• **Task item**:
Lines in the records below that contain the word "version" must each be copied.

• **Extracted information**:
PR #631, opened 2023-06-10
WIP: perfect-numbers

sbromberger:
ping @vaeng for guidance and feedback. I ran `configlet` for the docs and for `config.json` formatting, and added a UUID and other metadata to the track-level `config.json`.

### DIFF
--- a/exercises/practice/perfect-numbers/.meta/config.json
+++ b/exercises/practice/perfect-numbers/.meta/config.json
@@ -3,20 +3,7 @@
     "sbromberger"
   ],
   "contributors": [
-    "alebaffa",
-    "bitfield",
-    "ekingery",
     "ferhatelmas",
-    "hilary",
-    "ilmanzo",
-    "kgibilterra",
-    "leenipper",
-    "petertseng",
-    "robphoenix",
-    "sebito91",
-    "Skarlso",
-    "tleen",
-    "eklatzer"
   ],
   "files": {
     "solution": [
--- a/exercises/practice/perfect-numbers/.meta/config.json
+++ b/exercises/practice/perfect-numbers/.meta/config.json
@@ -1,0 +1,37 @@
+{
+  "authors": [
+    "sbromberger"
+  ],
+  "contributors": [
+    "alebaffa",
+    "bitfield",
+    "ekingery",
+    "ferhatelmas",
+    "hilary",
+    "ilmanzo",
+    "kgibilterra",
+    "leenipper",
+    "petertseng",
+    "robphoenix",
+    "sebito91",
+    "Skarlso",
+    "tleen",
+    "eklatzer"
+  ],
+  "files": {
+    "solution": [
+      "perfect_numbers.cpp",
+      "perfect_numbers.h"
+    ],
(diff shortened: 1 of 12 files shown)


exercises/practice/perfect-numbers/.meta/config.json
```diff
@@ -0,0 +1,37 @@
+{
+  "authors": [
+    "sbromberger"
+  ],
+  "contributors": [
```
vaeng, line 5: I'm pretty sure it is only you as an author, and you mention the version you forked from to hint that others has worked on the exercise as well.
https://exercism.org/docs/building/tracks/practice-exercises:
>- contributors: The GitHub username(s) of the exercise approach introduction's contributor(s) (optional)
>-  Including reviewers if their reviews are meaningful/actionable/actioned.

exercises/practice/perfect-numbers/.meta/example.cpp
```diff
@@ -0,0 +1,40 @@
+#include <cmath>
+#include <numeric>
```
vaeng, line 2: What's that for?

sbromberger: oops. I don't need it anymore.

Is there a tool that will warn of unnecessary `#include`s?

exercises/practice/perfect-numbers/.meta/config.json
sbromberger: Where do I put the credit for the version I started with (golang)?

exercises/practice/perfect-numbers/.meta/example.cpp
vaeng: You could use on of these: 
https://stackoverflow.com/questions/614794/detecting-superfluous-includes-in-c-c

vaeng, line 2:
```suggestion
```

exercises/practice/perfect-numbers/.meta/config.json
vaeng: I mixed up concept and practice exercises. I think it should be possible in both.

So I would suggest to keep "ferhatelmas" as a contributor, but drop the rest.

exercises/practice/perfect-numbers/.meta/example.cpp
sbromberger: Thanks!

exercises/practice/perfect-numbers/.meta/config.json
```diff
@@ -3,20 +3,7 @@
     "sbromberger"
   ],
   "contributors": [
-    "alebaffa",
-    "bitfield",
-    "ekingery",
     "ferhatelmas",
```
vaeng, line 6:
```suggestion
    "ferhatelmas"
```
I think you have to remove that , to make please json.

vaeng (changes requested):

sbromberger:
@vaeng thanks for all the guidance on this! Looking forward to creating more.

• **Your solution**:
vaeng, line 5: I'm pretty sure it is only you as an author, and you mention the version you forked from to hint that others has worked on the exercise as well.
sbromberger: Where do I put the credit for the version I started with (golang)?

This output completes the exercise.